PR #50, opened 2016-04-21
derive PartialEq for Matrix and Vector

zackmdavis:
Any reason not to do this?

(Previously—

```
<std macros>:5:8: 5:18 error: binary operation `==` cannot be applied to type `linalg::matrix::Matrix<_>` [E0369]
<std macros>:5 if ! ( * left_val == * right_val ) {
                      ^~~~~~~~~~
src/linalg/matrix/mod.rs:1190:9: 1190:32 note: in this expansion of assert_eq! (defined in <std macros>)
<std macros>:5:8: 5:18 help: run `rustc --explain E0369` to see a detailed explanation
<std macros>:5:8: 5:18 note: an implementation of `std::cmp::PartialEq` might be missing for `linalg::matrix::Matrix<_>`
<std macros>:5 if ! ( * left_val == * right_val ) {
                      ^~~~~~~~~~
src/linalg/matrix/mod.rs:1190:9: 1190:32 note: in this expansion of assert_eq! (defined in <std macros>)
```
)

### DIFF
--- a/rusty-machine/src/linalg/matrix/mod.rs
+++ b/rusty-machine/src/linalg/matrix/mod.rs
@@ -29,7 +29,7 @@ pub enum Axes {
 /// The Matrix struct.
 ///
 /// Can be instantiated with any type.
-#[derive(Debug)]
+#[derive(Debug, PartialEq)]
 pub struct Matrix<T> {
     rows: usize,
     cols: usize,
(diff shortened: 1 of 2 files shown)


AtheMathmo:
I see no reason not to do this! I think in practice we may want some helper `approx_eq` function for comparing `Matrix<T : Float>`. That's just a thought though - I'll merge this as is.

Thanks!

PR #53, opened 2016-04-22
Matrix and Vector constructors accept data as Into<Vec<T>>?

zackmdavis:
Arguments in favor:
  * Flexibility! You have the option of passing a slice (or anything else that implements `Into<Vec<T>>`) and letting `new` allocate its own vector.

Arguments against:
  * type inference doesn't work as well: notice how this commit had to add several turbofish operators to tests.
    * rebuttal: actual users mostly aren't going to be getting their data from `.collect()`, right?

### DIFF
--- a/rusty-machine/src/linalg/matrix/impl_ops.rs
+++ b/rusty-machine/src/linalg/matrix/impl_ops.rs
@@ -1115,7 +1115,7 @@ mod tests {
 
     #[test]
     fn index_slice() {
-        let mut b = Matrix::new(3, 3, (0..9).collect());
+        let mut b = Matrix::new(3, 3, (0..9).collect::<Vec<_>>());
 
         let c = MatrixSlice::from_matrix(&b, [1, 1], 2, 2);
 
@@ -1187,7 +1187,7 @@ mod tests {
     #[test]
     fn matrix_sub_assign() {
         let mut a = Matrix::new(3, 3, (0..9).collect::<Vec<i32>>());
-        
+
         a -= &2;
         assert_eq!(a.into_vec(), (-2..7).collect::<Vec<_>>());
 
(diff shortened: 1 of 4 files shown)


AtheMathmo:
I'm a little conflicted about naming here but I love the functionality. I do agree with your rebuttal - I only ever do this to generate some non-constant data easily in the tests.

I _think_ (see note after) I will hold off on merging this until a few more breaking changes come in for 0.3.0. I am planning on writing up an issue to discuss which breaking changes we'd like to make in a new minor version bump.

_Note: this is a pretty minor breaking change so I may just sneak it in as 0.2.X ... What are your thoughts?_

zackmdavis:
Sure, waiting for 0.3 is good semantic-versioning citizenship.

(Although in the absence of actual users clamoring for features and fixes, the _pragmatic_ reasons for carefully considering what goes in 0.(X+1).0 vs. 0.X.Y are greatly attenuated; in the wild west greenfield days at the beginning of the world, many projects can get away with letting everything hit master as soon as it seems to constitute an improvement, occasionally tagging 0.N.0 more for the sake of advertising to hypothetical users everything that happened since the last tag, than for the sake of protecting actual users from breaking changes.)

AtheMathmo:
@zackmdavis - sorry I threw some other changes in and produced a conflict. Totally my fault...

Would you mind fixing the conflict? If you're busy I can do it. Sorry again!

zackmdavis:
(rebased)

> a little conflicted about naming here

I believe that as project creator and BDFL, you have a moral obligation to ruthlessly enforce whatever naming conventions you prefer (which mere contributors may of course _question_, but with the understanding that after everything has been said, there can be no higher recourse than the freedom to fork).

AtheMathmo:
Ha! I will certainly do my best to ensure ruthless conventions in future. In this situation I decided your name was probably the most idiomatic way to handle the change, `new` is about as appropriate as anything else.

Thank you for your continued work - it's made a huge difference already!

--

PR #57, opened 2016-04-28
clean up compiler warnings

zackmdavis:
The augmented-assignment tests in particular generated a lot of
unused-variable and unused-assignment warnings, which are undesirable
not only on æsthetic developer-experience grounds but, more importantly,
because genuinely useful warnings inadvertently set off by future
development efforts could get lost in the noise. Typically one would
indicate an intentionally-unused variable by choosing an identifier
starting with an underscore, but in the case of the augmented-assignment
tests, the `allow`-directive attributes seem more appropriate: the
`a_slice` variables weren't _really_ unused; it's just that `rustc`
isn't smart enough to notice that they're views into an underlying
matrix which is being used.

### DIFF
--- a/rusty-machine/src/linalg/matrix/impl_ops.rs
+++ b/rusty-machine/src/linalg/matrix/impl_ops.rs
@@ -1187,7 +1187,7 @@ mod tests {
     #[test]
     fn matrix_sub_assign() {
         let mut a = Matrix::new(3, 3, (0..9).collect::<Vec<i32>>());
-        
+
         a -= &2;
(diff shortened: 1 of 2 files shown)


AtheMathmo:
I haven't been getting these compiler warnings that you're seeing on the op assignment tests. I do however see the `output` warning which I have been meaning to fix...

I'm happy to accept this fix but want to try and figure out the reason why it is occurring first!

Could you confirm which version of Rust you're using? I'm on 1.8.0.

* * *

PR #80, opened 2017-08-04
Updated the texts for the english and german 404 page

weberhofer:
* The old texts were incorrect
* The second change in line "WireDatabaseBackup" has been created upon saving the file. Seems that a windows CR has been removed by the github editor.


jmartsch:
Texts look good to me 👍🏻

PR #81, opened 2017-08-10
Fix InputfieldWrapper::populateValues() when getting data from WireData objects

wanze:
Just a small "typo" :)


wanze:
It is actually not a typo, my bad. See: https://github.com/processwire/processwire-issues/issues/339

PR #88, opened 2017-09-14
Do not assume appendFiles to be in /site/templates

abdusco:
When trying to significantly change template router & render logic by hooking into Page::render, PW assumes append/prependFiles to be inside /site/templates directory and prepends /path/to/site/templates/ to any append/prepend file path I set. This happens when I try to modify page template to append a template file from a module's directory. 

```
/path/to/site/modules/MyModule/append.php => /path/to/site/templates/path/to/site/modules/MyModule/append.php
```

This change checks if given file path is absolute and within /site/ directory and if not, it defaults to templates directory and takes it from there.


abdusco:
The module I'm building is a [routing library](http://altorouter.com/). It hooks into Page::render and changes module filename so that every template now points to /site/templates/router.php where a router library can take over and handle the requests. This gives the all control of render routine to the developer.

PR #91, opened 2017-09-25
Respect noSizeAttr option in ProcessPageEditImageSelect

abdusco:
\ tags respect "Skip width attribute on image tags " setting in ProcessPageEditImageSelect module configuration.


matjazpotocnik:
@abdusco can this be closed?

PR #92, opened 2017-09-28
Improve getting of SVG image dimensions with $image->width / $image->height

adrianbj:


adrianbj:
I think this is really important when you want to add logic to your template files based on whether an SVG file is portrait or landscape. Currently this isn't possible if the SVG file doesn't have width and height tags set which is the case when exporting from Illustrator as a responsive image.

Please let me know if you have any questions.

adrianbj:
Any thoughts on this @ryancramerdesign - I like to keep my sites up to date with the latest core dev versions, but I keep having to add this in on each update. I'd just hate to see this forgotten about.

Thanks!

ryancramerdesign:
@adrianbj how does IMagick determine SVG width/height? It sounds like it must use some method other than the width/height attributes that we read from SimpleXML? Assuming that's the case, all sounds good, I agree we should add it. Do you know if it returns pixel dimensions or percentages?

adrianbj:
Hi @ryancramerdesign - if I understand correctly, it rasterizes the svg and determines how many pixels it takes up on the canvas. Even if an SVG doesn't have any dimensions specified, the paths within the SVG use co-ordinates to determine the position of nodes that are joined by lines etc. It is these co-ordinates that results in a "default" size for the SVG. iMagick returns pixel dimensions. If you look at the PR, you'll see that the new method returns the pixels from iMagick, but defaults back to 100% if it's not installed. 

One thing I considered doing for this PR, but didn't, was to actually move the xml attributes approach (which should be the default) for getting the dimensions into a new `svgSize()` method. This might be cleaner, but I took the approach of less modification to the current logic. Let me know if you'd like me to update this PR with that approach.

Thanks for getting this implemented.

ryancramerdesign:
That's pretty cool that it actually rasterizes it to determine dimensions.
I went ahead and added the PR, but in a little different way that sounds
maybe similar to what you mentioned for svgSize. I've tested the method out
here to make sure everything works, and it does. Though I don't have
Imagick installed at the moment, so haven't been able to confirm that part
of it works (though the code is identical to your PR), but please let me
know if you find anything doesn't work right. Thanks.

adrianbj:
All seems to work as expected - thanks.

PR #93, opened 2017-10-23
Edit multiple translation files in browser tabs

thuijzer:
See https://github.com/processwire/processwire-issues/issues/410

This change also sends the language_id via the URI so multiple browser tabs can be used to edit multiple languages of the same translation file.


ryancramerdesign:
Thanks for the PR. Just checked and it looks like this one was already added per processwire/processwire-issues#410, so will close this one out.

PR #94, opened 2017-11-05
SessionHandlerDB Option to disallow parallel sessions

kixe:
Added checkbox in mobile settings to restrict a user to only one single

_PROBLEM DETAILS_
Copy every line where the word "derive" is present in the entries above.

_ANSWER SECTION_
derive PartialEq for Matrix and Vector
-#[derive(Debug)]
+#[derive(Debug, PartialEq)]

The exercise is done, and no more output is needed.